PROBLEM TO SOLVE: Only lines containing the word "pull" belong in the answer; copy each one from the records.

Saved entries
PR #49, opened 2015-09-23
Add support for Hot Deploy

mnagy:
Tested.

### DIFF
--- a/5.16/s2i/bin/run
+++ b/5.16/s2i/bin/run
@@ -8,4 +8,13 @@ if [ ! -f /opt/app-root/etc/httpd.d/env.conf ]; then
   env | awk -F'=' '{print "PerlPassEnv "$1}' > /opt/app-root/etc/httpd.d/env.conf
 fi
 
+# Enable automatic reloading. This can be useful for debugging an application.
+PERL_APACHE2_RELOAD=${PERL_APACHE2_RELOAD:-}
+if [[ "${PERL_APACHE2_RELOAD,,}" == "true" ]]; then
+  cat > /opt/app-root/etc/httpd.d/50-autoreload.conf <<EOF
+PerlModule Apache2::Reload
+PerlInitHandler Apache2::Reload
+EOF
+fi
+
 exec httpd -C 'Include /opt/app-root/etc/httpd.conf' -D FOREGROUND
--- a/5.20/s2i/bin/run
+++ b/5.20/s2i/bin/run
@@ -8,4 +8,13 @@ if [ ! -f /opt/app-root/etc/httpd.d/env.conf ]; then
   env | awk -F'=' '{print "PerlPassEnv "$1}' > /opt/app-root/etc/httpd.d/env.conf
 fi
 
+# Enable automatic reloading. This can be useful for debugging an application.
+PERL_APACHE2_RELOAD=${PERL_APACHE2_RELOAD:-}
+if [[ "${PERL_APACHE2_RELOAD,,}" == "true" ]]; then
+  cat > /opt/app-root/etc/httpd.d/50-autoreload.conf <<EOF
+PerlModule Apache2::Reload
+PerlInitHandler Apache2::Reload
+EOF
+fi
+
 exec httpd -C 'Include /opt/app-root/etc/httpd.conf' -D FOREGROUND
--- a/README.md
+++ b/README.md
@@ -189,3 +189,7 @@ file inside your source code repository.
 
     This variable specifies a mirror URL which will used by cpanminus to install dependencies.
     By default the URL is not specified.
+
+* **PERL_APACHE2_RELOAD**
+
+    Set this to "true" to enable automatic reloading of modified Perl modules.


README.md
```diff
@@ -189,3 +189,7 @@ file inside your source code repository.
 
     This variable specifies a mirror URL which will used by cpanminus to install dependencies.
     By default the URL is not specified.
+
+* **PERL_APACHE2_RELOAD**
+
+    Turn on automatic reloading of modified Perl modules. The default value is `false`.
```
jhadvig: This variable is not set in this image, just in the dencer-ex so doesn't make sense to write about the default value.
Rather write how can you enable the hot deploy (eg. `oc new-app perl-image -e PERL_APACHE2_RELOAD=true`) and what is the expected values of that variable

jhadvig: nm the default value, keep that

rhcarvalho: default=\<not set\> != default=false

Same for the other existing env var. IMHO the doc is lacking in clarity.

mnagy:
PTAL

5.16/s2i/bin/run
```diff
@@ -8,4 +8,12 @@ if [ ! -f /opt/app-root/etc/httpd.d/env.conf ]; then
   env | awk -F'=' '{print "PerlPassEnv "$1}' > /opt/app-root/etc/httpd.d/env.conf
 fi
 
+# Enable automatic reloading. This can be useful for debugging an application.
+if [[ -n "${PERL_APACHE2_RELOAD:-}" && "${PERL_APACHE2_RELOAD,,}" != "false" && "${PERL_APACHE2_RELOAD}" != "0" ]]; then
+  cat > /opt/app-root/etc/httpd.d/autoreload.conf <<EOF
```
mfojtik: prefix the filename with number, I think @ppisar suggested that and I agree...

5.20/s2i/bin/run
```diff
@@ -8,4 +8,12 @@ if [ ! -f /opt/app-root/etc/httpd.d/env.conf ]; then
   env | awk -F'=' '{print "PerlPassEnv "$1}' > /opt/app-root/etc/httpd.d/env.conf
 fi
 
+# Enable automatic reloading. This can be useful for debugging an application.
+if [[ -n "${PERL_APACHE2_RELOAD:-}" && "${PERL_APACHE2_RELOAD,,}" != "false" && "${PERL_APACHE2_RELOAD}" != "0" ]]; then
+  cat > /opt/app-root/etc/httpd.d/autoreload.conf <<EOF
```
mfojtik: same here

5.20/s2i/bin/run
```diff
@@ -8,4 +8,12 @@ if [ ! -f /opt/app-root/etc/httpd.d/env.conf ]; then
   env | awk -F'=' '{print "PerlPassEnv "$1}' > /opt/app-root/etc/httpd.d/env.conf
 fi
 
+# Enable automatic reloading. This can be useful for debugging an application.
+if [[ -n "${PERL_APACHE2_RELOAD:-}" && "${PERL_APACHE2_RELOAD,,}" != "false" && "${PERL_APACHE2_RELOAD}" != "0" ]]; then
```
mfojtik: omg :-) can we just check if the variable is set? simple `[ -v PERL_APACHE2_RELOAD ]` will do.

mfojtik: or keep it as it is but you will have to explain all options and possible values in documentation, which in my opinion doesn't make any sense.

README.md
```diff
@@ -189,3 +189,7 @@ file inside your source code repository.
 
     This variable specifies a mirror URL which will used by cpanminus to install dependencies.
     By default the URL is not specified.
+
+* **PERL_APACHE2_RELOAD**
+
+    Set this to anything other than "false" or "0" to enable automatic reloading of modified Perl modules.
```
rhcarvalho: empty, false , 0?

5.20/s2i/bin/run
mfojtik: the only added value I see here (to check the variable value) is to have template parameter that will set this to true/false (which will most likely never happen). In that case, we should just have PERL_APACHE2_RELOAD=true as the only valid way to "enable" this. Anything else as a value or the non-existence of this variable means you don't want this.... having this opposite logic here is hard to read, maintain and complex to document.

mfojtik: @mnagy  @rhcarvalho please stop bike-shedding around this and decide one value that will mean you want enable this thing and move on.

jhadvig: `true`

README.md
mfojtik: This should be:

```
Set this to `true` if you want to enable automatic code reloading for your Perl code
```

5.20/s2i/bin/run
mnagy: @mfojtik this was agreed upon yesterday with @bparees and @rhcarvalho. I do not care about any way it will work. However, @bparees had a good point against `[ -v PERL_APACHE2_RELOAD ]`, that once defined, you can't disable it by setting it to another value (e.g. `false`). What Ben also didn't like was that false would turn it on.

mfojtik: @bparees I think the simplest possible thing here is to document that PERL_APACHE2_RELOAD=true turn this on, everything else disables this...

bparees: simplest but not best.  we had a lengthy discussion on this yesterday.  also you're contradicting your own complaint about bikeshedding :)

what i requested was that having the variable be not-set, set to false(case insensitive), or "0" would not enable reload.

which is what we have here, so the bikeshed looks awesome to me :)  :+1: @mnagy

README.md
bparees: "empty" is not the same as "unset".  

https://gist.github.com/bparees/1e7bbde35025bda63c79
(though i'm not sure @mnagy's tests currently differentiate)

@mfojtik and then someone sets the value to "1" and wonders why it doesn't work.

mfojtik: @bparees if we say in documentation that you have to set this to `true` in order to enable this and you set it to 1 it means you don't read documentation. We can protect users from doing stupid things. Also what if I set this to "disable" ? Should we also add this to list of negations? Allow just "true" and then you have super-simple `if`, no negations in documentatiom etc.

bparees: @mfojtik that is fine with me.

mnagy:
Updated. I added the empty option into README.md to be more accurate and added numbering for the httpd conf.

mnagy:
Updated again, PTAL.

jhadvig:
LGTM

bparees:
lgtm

...

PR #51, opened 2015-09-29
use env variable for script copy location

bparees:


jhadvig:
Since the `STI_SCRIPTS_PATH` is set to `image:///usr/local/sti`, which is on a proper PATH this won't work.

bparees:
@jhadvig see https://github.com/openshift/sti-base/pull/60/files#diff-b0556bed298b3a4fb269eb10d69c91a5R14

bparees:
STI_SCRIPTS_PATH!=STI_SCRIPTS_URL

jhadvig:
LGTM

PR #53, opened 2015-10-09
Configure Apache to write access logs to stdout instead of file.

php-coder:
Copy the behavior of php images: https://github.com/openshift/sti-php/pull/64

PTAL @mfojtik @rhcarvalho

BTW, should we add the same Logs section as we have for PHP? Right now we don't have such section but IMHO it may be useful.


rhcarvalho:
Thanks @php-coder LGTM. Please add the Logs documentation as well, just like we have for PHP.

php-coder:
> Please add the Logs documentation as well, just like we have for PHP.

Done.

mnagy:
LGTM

EXERCISE RESPONSE:
@jhadvig see https://github.com/openshift/sti-base/pull/60/files#diff-b0556bed298b3a4fb269eb10d69c91a5R14
Copy the behavior of php images: https://github.com/openshift/sti-php/pull/64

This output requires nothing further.